After a three-year saga, inflation has finally returned to the Bank of England’s target. The Office for National Statistics reports this morning that the inflation rate slowed to 2 per cent in the 12 months to May 2024: its lowest point since July 2021.
The greatest contribution came from another slowdown in food and non-alcoholic beverages: having once peaked at a staggering 19.1 per cent in 2023, prices have now slowed to 1.7 per cent in the year to May, down from 2.9 per cent in the year to April.
It’s a painful reminder of what triggered an early election in the first place
Clothing and footwear also played a role, slowing to 3 per cent in the year to May, down from 3.7 per cent in April. Some of this was off-set by rising transport costs, largely thanks to a rise in motor fuel duty, which saw the division rise by 0.3 per cent in the year to May. But core inflation (which removes more volatile prices like food and energy) still shows a positive trajectory, slowing from 3.9 per cent in April down to 3.5 per cent in May.

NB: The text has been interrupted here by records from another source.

PR #472, opened 2015-09-08
[REEF-676] Made *Task.ActiveContext immutable

markusweimer:
* Made `ActiveContext` immutable in `RunningTask`, `CompletedTask` and
    `SuspendedTask` implementations and interfaces.
  * Deleted the spurious `IRunningTask` in O.A.R.Common. To do this, I
    had to move `EvaluatorException` into the `Driver`.
  * In order to make that new `EvaluatorException` `internal`, I added
    the Bridge as a friend assembly of the Driver.

JIRA:
  [REEF-676](https://issues.apache.org/jira/browse/REEF-676)
  [REEF-668](https://issues.apache.org/jira/browse/REEF-668)


lang/cs/Org.Apache.REEF.Driver/Evaluator/EvaluatorException.cs
```diff
@@ -0,0 +1,80 @@
...
+        private readonly string _evaluatorId;
+        private readonly IRunningTask _runningTask;
+
+        internal EvaluatorException(string evaluatorId)
+        {
+            _evaluatorId = evaluatorId;
+            _runningTask = null;
+        }
+
+        internal EvaluatorException(string evaluatorId, string message, Exception cause)
```
afchung: Use optional parameters instead.

lang/cs/Org.Apache.REEF.Driver/Evaluator/EvaluatorException.cs
```diff
@@ -0,0 +1,80 @@
+﻿// Licensed to the Apache Software Foundation (ASF) under one
```
afchung: Not sure what the convention is, but it seems like most other files use block comments.

lang/cs/Org.Apache.REEF.Driver/Task/IRunningTask.cs
```diff
@@ -31,13 +31,7 @@ public interface IRunningTask : IIdentifiable, IDisposable
         /// <summary>
         /// the context the task is running on.
         /// </summary>
-        IActiveContext ActiveContext { get; set; }
-
-        /// <summary>
-        /// Sends the message to the running task.
-        /// </summary>
-        /// <param name="message"></param>
-        void OnNext(byte[] message);
```
afchung: Why is this removed?

lang/cs/Org.Apache.REEF.Driver/Task/ICompletedTask.cs
```diff
@@ -24,6 +24,9 @@ namespace Org.Apache.REEF.Driver.Task
 {
     public interface ICompletedTask : IMessage, IIdentifiable
```
afchung: Could you add documentation for this interface as well? Thanks.

afchung:
Took an initial pass. Only left some minor comments.

lang/cs/Org.Apache.REEF.Driver/Evaluator/EvaluatorException.cs
markusweimer: I believe this style is the result of configuring ReSharper to automatically insert a license into each file.

I don't think we have a convention. Should we have one?

lang/cs/Org.Apache.REEF.Driver/Task/IRunningTask.cs
markusweimer: It never was implemented and has the exact same meaning as `Send`, which was implemented.

lang/cs/Org.Apache.REEF.Driver/Evaluator/EvaluatorException.cs
afchung: I think we should be consistent.

afchung:
@markusweimer Seems like there is a conflict. Could you please resolve? Thanks!

afchung:
@markusweimer Why was this PR closed?

markusweimer:
Sorry, that was by accident. Will resolve conflicts and ping again.

lang/cs/Org.Apache.REEF.Driver/Evaluator/EvaluatorException.cs
markusweimer: done.

lang/cs/Org.Apache.REEF.Driver/Evaluator/EvaluatorException.cs
markusweimer: Good call. I copied the code from the old instance of this type. I fixed it to use default parameters instead.

markusweimer:
@afchung I've addressed your feedback and rebased onto current `master`. Time for another look.

afchung:
Looks good. I will test and merge.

Is the return to target a (rare) piece of good news for Rishi Sunak and his MPs? Many in the Tory camp will argue that isn’t even a question: it’s the one priority Sunak announced when he entered Downing Street that has been delivered – and despite politicians having very little control over whether the inflation rate goes up or down (that’s largely down to money supply and interest rates, controlled by the Bank of England), the simple fact that the fight against spiralling inflation has been brought to an end under this government is a win for the Conservatives.

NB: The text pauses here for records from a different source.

PR #473, opened 2015-09-09
[REEF-730] Fix issues with InProcessIMRU

dkm2110:
This addressed the issue by
* using codecs so that there are no issues in case Map and Update tasks try to use/reuse the same fields in MapInput and MapOutput and codec functions are also debugged for On-REEF runs.
b) using Per-Map configuration to give mapper specific configuration also.
c) using PartitionedDataset configuration so that Partition configuration is merged with each mapper configuration.
JIRA:
[REEF-730](https://issues.apache.org/jira/browse/REEF-730)

### DIFF
--- a/lang/cs/Org.Apache.REEF.IMRU/InProcess/IMRURunner.cs
+++ b/lang/cs/Org.Apache.REEF.IMRU/InProcess/IMRURunner.cs
@@ -19,10 +19,12 @@
 
 using System.Collections.Generic;
 using System.Diagnostics;
-using System.Linq;
+using System.IO;
 using Org.Apache.REEF.IMRU.API;
 using Org.Apache.REEF.Network.Group.Operators;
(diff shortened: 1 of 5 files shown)


dkm2110:
@markusweimer  Please review this one.

markusweimer:
I did a pass. My main concern lies with the usage of memory streams. I am not sure how safe it is to reuse instances of them. Also, performance shouldn't be our prime concern here. Hence, I suggest not to reuse them.

Also, wouldn't it be better to wrap access to them in `using()` statements? That way, we get some guaranteed cleanup even if things crash.

dkm2110:
I see. I will modify it.

Dhruv

dkm2110:
@markusweimer  I did a pass with your comments.

markusweimer:
Looks good. I will test and merge.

But the return to target is also a painful reminder of what triggered an early election in the first place. Sunak used the good inflation data (and higher-than-expected growth data) from last month to spring into a campaign, insisting that the ‘plan and priorities’ that he ‘set out are working.’ It was supposed to distract from what hadn’t been delivered: specifically his pledge to ‘stop the boats’ which looked more precarious going into the summer, with the number of people arriving across the Channel set to rise, while doubts were also rising about whether flights to Rwanda would really take off.
But if the strategy relies on the economy ‘turning the corner’, as ministers like to say, the public needs to experience this for themselves. Far more compelling to allow people a bit of time to feel the benefits – something that might have started to happen had the Prime Minister waited until the autumn to go to the polls.
It’s a hard argument to make even with more positive data these days, as living standards have still not recovered to their pre-pandemic levels. ‘I’m not going to claim everything is fine,’ shadow chancellor Rachel Reeves said on the media round this morning. It’s not really a point that the Tories dispute – they are careful not to exaggerate or oversell the success of getting inflation under control. But it means there are restraints on how hard they can push their core election message. Of course if you are having to tell people that they are better off than they were six months or a year ago, you are already on the back foot.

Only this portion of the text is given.